# Help w/ how to make peacock tail



## RAR RAR rachel

hello folkss, 

i'm being a peacock this year, and i bought a ton of long feathers, but have no idea on how i should attach them to my costume. Im just wearing a royal blue dress, and i want the feathers to fan out to look like a peacocks tail obviously, but heres the kicker, i want to be able to put it down as well , heres some pictures so you gusy know what i mean...























so i have no idea on how to actually going about maing this happen so any ideas would be great! 

THANKS!!
Rach


----------



## Isabella_Price

I would suggest asking the people at the furry/fursuiting community I frequent on livejournal. They know EVERYTHING about making stuff like that and they can give you tons of ideas.
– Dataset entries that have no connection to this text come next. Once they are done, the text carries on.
Issue #145, opened 2017-09-10
Allow Coauthor Confirmation


ajrbyers:
If enabled, coauthors are asked to confirm the submission is ok, expires after set period.

hlflanagan:
+1 to getting this feature in!

ajrbyers:
> +1 to getting this feature in!

This will be folded into 1.3.7 so not long!

PR #4697, opened 2025-04-07
Author interface for ROR, CRediT, and ORCiD in submission workflow

### LINKED ISSUE #1485: Wiki update ORCID Information
**Update information about the API connection**
Currently, the information provided for the ORCID integration is not updated, since the API v1.2 is no longer available.

**Updated information**
ORCID_API_URL = 'https://pub.orcid.org/v2.1/' or 'https://pub.orcid.org/v2.0/'

More info: https://members.orcid.org/api/news/public-api-now-only-supports-api-20

### LINKED ISSUE #3111: Allow adding authors by ORCID (alone)
Improvement in adding authors to a submission.

It should be possible to add authors via ORCID ID alone.  The necessary information should be pulled from the orchid registry, and if not available the user should be asked to provide the missing information.

In reference to #2357 a list of ORCIDs should work as well, not as csv but copy&pasted into the orchid fields.

Gathering information entries from ORCID and via ORCID ID is the only way to uniquely describe an author with a single entry.  
Other ways still need to be valid, since not everybody uses / wants to use an ORCID. 

**Additional context**
This expands on #2292 since not only the field needs to be evaluated but also the information available when accessing the registry entry.

### LINKED ISSUE #4519: Update the author submission screen
Currently the author submission screen is spread across two columns which doesn't give us a lot of room to display information especially now that we are adding ROR and credit taxonomy information. This change would also be good for consistency as all other submission interfaces are single column.

- [ ] Sketch a new layout for the authors submission interface

joemull:
Closes #4519.
Closes #3111.
Fixes #1485.

This follows the proposed design of #4519 as closely as possible. The ORCiD-based flow works really well, CRediT roles are easy to add, it's easy to change the correspondence author, and authors are easy to re-order.

However, there's a bit more work to do around editing co-author affiliations. We may need to move straight on to https://github.com/openlibhums/janeway/issues/145, which was out of scope for this PR but is a natural way to solve the problem of allowing maximum control over affiliation data, while not introducing security risks where bad actors could edit any user's affiliations.

image
image
image


ajrbyers:
@joemull can you check you've pushed everything? I think there are some missing imports on `submission.logic`.

joemull:
I don't get any import errors @ajrbyers--was it on server start or on loading a page?

ajrbyers:
> I don't get any import errors @ajrbyers--was it on server start or on loading a page?

Check `submission.logic` there are a bunch of function calls for things that are not imported:

`orcid.get_orcid_record_details(cleaned_orcid)`
`generate_dummy_email(orcid_details)`
`utils_shared.generate_password()`

joemull:
Ah, right you are. I put the author search functionality in that file at the last minute. To guard against simple things like this, I should probably write quick view tests for each branch of the view's POST logic, eh?

joemull:
We did a demo of this in the design meeting last week. Here are notes from that.

* Maybe the help text for inviting a co-author to update their affiliations should explain that an account exists, and the co-author should try to log in and will be guided through the process. Something like: “This account may be inactive, and if so the user will be guided through the account activation process.”
* For adding credit roles, use the same hide/display interaction as for correspondence authors, rather than displaying them all in a horizontal spread of buttons.
* Avoid CSS reflow of Edit and Delete buttons on affiliation when a second author is added.
* Consider changing the “Add affiliation manually” to “Add my affiliation” or similar to avoid the user expecting this button to appear as well for co-authors.
* On other buttons, add the object of the action too, like “Remove author”, “Edit affiliation”, etc.

joemull:
My other todos when this comes back from review:

* Add translation tags?
* Check accessibility of the “Change” dropdown - aria roles and states etc.
* Add tests for each branch of the view logic
* Author names should be h3s

src/submission/forms.py
```diff
@@ -261,63 +262,32 @@ class Meta(ArticleInfo.Meta):
 
 
 class AuthorForm(forms.ModelForm):
```
ajrbyers, line 264: This class needs tidying up. Remove commented out fields.

src/submission/tests/test_views.py
```diff
@@ -0,0 +1,239 @@
...
+            cls.journal_one,
+            '',
+        )
+        logic.add_user_as_author(cls.kathleen, cls.article)
+
+    @override_settings(URL_CONFIG='domain')
+    def test_submit_authors_get(self):
+        self.client.force_login(self.kathleen)
+        response = self.client.get(
+            f'/submit/{self.article.pk}/authors/',
```
ajrbyers, line 59: Why aren't we reversing the URL here? If the URL pattern changes the test will break.

ajrbyers (changes requested):
Some general thoughts:

- When attempting to update affiliations from ORCID using (https://orcid.org/0000-0003-2126-266X) I was informed that there were no affiliations. My public profile shows I have them. Are we using something else to find the user on ORCID? The email address this user has does not match one I have on ORCID.

- When posting a CREDIT for an author can we return the user to that record so they don't need to scroll to find them?

- Should we include a link for the submitting author to share with their co-author in this text "If this author's name, email, ORCiD, or affiliations need to be updated, please invite them to edit their profile on the Open Library of Humanities website."?

- Lastly, could the CREDIT record items be the remove buttons and be on a single line? This would reduce the height of each record which was an issue we discussed.

Some code comments in line.

src/submission/logic.py
```diff
@@ -275,15 +282,147 @@ def order_fields(request, fields):
...
+                new_author = candidates.first()
+                break
+
+    # Otherwise, check if there is at least one public email address in the
+    # ORCiD record, or make a fake email, and then make an account.
+    if not new_author and orcid_details:
+        if emails:
+            email = emails[0]
+        else:
+            email = generate_dummy_email(orcid_details)
```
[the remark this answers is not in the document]
joemull: Yeah, it's a bit wonky. If they have a valid orcid, I was anticipating they'd log in using orcid. That's the idea behind this message:

https://github.com/openlibhums/janeway/blob/5713e3de798279c6edbd324568df5b2cacdf1106/src/templates/admin/submission/submit_authors.html#L86-L92

src/submission/tests/test_views.py
joemull: The first few view tests I wrote for Janeway were based on the Django docs, which do not reverse URLs but write them out.

https://docs.djangoproject.com/en/4.2/topics/testing/tools/#overview-and-a-quick-example

Later I noticed this was different from the way they've been written in Janeway before. At this point I've added 50+ tests with literal URLs. Shall I reverse them?

joemull:
@ajrbyers the change to the credit role display you requested is done now.

Also forgot to mention yesterday that I could not reproduce the error you found with updating your affiliations from ORCID. It works by querying the public ORCID API using a cleaned version of the ORCID of the request user. Anything you were doing that would trip that up?

Obviously in the editor UI I'll have to make it possible for an editor to bulk update someone else's affils, and to do so for a frozen author.

ajrbyers (changes requested):
Thanks for this - looks good. Just one final thing from me: when you edit your own details although the `next` querystring is set there is no way to get back from the edit profile page.

ajrbyers (approved):

src/submission/logic.py
```diff
@@ -275,15 +282,149 @@ def order_fields(request, fields):
...
+    messages.add_message(
+        request,
+        messages.SUCCESS,
+        sentences[change_order],
+    )
+    return author
+
+
+def add_author_from_search(search_term, request, article):
+    query = Q(email=search_term)
```
mauromsl, line 334: for my own sanity, can we split this function? There are just too many branches. At a first step we want to check if the search term is either an Orcid, an email or something else. Then we delegate to `add_author_via_email` and `add_author_via_orcid`

Also try to keep all updates to a record in the same area of the codebase.

src/submission/tests/test_workflow.py
```diff
@@ -541,41 +536,7 @@ def test_url_based_orcid_cleaned(self):
...
-            }
-        )
-        self.assertTrue(
-            form.is_valid(),
-        )
-        self.assertEqual(
-            form.cleaned_data.get('orcid'),
-            '0000-0003-2126-266X',
-        )
+            clean_orcid_id('Mauro-sfak-orci-dtst')
```
mauromsl, line 539: :man_dancing:

src/utils/orcid.py
```diff
@@ -78,13 +78,27 @@ def get_orcid_record(orcid):
...
+
+def get_affiliations(summary):
+    affils = []
+    affils.extend(
+        [affil for affil in summary["employments"]["employment-summary"]]
+    )
+    if not affils:
+        affils.extend(
+            [affil for affil in summary["educations"]["education-summary"]]
+        )
```
mauromsl, line 98: It makes sense for get_affiliations to return these, but I think we are adding them automatically to the user when they are added via orcid, do we want that?

src/submission/logic.py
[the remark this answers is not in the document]
mauromsl: We are not flagging the account as active, so they won't be able to login with orcid.
And the email address is fake, so they won't be able to login either. I reckon for these authors (no email address) we should NOT create an account, only a `FrozenAuthor` record.

mauromsl (changes requested):
.

src/utils/orcid.py
joemull: Yeah, I was replicating the logic we used to use for a single affiliation. Do you think it would be unexpected for all your education affils to be pulled through if you are a student? Too much data? Get just the last one?

src/submission/logic.py
```diff
@@ -275,15 +282,149 @@ def order_fields(request, fields):
...
+        orcid_details = {}
+        emails = []
+
+    # First check if there is a Janeway account with an email address
+    # that matches an email address in a public ORCiD record.
+    if not new_author and emails:
+        for email in emails:
+            candidates = core_models.Account.objects.filter(email=email)
+            if candidates.exists():
+                candidates.update(orcid=cleaned_orcid)
```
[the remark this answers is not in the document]
joemull: Yeah, it's a good question.

I think the best option is to check for an account that already has that ORCID in JW. If it exists, use it. This function should be doing that anyway. It would avoid a situation where multiple ORCIDs are affiliated with the same account.

If there is no match, then I still do think we should check the ORCID record's email addresses against email addresses in Janeway, and update the first account found with the ORCID.

The reason is: this is what we do during ORCID login--I was replicating the behavior we have already used for a few years there:

https://github.com/openlibhums/janeway/blob/e73827dc9db693756a3fe448f7a00d9963b2f821/src/core/views.py#L180-L185

If we don't link existing accounts, it increases the likelihood of duplicate accounts, which is a big headache for usability. The alternative I see is to use frozen authors only for co-authors during this step, as you suggest below, but that opens a few cans of worms. See my response below on that.

As for the security risk you mention, yes, we are trusting ORCID. [They say](https://info.orcid.org/ufaqs/why-cant-i-read-all-email-addresses/): "Unverified emails do not display in the public view of the record and only email addresses that have been verified will appear in API results."

If we don't want to trust them, we need to change the login with ORCID flow as well, because the same risk applies there. Do you want to do that?

joemull:
Thanks @mauromsl, see my comments above.

GitHub didn't give me a "Reply" text box on your last comment for some reason, so I'll reply here: 

> We are not flagging the account as active, so they won't be able to login with orcid.
> And the email address is fake, so they won't be able to login either. I reckon for these authors (no email address) we should NOT create an account, only a `FrozenAuthor` record.

The login with ORCID flow doesn't check for an inactive account. Are you saying this will error out with an inactive account? 

https://github.com/openlibhums/janeway/blob/e73827dc9db693756a3fe448f7a00d9963b2f821/src/core/views.py#L165-L168

As for whether to create frozen authors here, I originally was headed in that direction, because I fundamentally don't like the feature of Janeway where you can create an account for someone else as a non-trusted party. But it raises all kinds of questions about how you'd re-link records to authors, and the view during author submission would have to handle either author or frozen author records. Let's discuss offline.

joemull:
Apropos: https://github.com/openlibhums/janeway/issues/4751

src/utils/orcid.py
mauromsl: @ajrbyers thoughts?

mauromsl:
We have decided to change the submission system to use FrozenAuthor records for co-authors, since it solves some problems that have arisen in this PR, some pre-existing:
- FrozenAuthors can be safely edited by submitting authors during submission.
- Account issuance shouldn't be at the will of the submitting author.
- ORCID account integration for a third party account will not be triggered by the submitting author
- Submitting authors can safely edit their co-authors affiliations for a submission without altering requiring acccess to edit their account profiles.

Expected implications:

- Article-level snapshotting needs to account for the pre-existance of FrozenAuthors.
- Where a co-author is added and matches an existing account in Janeway (via email or ORCID) we should link the newly created FrozenAuthor record to the account but avoid changing the Account model itself.
- Need to reconsider how we store ArticleAuthorOrdering since it relies on Accounts prior to snapshotting

ajrbyers:
image

joemull:
OK @ajrbyers this is ready for your review again. I tested it manually and made a few small fixes to the UI, including to the broken "Back to all authors" button.

src/templates/admin/submission/edit/author.html
```diff
@@ -49,6 +49,7 @@
         <h2>{% trans "Name, bio, and identifiers" %}</h2>
         {% if not form %}
           <form method="GET">
+            <input type="hidden" name="next" value="{{ request.GET.next }}">
```
mauromsl: I see we guard against a value of `None` elsewhere in the code base. Should we do the same here to avoid `None` being serialized as text in the HTML? (i.e. `{{ request.GET.next|default:""}}`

It takes about a minute to make a Livejournal account and to join the Fursuiting community.

Click here to go to it.

If you don't want to register, I can ask for you and forward the information to you.


----------



## the dogman

would a largish fan mechanism work?

like a folding fan ya know it has the two sturdy sides and the fan cloth or paper in between...

do that only with the feathers and have it set on a small stand that pivots? 
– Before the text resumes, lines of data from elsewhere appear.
PR #4708, opened 2025-04-08
Submission fields can now be unchcked. Review form checkboxes now display labels.

### LINKED ISSUE #4581: Checkbox name field doesn't show on custom fields
**Describe the bug**
When creating a custom field in submission or review and using the Checkbox field type, the Name field (title/header) doesn't show when rendering the field: 
image

This is no bueno as users may not know what they are being asked to tick, especially if this field is required and no help text has been added.

For example, see:
https://www.openlibhums.org/doctest/review/requests/22041/?access_code=825560cc-6c61-4c08-ae05-e8c197049159

**Janeway version**
1.7 

**Additional context**
Tested in both form previews and actual forms.

ajrbyers:
Closes #4581

### DIFF
--- a/src/submission/tests.py
+++ b/src/submission/tests.py
@@ -831,7 +831,7 @@ class SubmissionTests(TestCase):
             article=self.article,
             field=self.boolean_field,
         )
-        self.assertEqual(field_answer.answer, 'True')
+        self.assertEqual(field_answer.answer, 'on')
 
     def test_text_field_sets(self):
         post_data = {
--- a/src/submission/tests.py
+++ b/src/submission/tests.py
@@ -52,21 +52,6 @@ class SubmissionTests(TestCase):
         if not self.journal_one.submissionconfiguration:
             self.fail('Journal does not have a submissionconfiguration object.')
 
-    @staticmethod
-    def create_journal():
-        """
-        Creates a dummy journal for testing
-        :return: a journal
-        """
-        update_xsl_files()
-        update_settings()
-        journal_one = journal_models.Journal(code="TST", domain="testserver")
-        journal_one.title = "Test Journal: A journal of tests"
-        journal_one.save()
-        update_issue_types(journal_one)
-
-        return journal_one
-
     @classmethod
     def create_authors(cls):
         author_1_data = {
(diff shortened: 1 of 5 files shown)


src/templates/admin/elements/generate_form.html
```diff
@@ -4,8 +4,8 @@
 <div class="form-group">
     <div class="{% if field.field.widget.attrs.div_class %}{{ field.field.widget.attrs.div_class }}{% else %}large-12 columns{% endif %}">
         {% if field.field.widget.attrs.is_checkbox %}
-        {% if field.errors %}<span class="red">{{ field.errors|join:", " }}</span><br/>{% endif %}
-        {{ field }} &nbsp;{% if field.help_text %}{{ field.help_text|safe }}{% endif %}
+          {% if field.errors %}<span class="red">{{ field.errors|join:", " }}</span><br/>{% endif %}
+          {{ field }} {{ field.label }}&nbsp;{% if field.help_text %}<small>{{ field.help_text|safe }}</small>{% endif %}
```
joemull, line 8: In the user interface for custom review fields, this puts out HTML like this:

```html
<div class="form-group">
          <input type="checkbox" name="3" is_checkbox="" id="id_3"> Test element&nbsp;
    </div>
</div>
```

That's not [how HTML labels should be marked up](https://developer.mozilla.org/en-US/docs/Web/HTML/Reference/Elements/label). There needs to be a `label` element and it should be linked to the `input` id with the `for` attribute. This will make the label clickable in place of the checkbox to change the selection, and it will make the whole thing more accessible in other ways as well.

src/submission/tests.py
```diff
@@ -764,6 +772,100 @@ def test_author_doesnt_see_non_public_section(self):
...
+            self.fail(f"Form is invalid: {form.errors}")
+
+        field_answer = models.FieldAnswer.objects.get(
+            article=self.article,
+            field=self.text_field,
+        )
+        self.assertEqual(
+            field_answer.answer,
+            'Sometimes first contact is last contact.',
+        )
```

i'll sketch something up.... to better define what im sayin...


----------



## the dogman

*ok this might be a bit rough...*










okay so in the top pic you have a belt with a pivot rig attached to it, consisting of 2 braces/ catch hooks, a small pivot axle and the fan mech.

the lower pic is of the fan mech. which opens and closes like a folding fan, your feathers go in the shaded area. the lil macaroni looking thing is the part that attaches the fan to the axle.
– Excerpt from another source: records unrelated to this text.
PR #4714, opened 2025-04-10
Fix a bug with constraint names that caused a database error during upgrade

### LINKED ISSUE #4713: Constraint identifier too long for MySQL/MariaDB
**Describe the bug**
Applying migrations fails on
0104_location_organization_affiliation.py
due to a constraint name
"controlled_affiliation_account_frozen_author_preprint_author_exclusive_fields_constraint"
which exceeds the max allowed character limit (64 chars) on MariaDB / MySql.
(PostgreSQL may truncate silently)

**Janeway version**
master, commit 2f8190245860b3c844fbda8230bd81531d1d69e1

**To Reproduce**
Try to migrate from a database which hasn't had the above migration applied.

joemull:
Fixes #4713.


ajrbyers:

the fan piece should be 1/4 to 1/3 the overall length of the tail

how it works: it rests on the small of your back (pic 3) and when down is on the folded position, when you pull it up into the open position be sure to have it secure against the catch hooks so it doesn't fall over.
the belt doesn't have to be a belt but some structural support in the dress if most likely necessary. the operation is like a regular folding fan held behind your back.

is none of this makes sense... well i can try to better define it but some one might have to step in and interpret the design


----------



## Isabella_Price

the dogman said:


> okay so in the top pic you have a belt with a pivot rig attached to it, consisting of 2 braces/ catch hooks, a small pivot axle and the fan mech.
> 
> the lower pic is of the fan mech. which opens and closes like a folding fan, your feathers go in the shaded area. the lil macaroni looking thing is the part that attaches the fan to the axle.
> 
> the fan piece should be 1/4 to 1/3 the overall length of the tail
> 
> how it works: it rests on the small of your back (pic 3) and when down is on the folded position, when you pull it up into the open position be sure to have it secure against the catch hooks so it doesn't fall over.
> the belt doesn't have to be a belt but some structural support in the dress if most likely necessary. the operation is like a regular folding fan held behind your back.
> 
> is none of this makes sense... well i can try to better define it but some one might have to step in and interpret the design


Oh wow. I didn't even think of that! That's a GREAT idea!


----------



## RAR RAR rachel

hey thanks that is an awesomeeee idea! do you have any idea where i could buy the stuff to make it by any chance?


----------



## the dogman

*ummm....*

hardware store? you should be able to copy/ paste the design into a paint program and print it, maybe the instructions too, and take it to a hardware store (or maybe even a hobby shop) and ask them what would be best.

another idea is to post the design pic in the tutorials area and ask them what you would need to build this contraption. i'm pretty sure you can do that....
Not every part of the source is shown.